**WHAT THIS TASK INVOLVES**
For the entries below, the result should be an exact transcription of the lines from the one with "Sorry for not" up to and including the one with "I have included", and only those.

[Dataset records]

- Opening Delimiter -

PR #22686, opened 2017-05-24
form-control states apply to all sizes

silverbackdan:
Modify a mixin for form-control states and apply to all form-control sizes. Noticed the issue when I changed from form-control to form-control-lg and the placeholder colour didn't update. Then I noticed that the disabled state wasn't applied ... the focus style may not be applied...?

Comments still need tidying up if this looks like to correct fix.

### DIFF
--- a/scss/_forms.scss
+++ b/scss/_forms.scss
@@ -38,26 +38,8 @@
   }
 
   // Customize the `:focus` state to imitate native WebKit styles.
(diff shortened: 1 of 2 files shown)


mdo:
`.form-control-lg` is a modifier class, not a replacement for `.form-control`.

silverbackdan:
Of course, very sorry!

- Closing Delimiter -
- Opening Delimiter -

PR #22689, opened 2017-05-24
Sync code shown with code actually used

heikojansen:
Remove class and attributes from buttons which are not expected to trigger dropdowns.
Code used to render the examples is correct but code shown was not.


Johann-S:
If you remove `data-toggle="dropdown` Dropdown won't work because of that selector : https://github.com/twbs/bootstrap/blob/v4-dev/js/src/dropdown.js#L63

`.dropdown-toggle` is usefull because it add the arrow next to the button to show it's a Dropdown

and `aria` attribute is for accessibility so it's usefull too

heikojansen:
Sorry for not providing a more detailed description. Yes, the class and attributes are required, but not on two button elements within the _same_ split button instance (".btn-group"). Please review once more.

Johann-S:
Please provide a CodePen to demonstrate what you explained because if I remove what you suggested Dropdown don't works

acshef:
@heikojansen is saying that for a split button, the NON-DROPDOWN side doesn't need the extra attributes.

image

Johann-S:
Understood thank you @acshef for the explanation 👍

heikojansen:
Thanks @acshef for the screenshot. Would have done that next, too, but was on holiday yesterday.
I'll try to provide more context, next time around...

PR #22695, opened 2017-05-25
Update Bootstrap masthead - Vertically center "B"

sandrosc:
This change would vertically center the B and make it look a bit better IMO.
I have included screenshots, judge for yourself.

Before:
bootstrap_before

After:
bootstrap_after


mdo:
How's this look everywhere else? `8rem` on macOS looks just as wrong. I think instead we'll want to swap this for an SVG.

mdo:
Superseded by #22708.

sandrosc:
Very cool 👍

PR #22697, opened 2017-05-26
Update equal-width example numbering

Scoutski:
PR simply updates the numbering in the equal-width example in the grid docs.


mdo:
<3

- Closing Delimiter -

**ANSWER BELOW**
Sorry for not providing a more detailed description. Yes, the class and attributes are required, but not on two button elements within the _same_ split button instance (".btn-group"). Please review once more.

Johann-S:
Please provide a CodePen to demonstrate what you explained because if I remove what you suggested Dropdown don't works

acshef:
@heikojansen is saying that for a split button, the NON-DROPDOWN side doesn't need the extra attributes.

image

Johann-S:
Understood thank you @acshef for the explanation 👍

heikojansen:
Thanks @acshef for the screenshot. Would have done that next, too, but was on holiday yesterday.
I'll try to provide more context, next time around...

PR #22695, opened 2017-05-25
Update Bootstrap masthead - Vertically center "B"

sandrosc:
This change would vertically center the B and make it look a bit better IMO.
I have included screenshots, judge for yourself.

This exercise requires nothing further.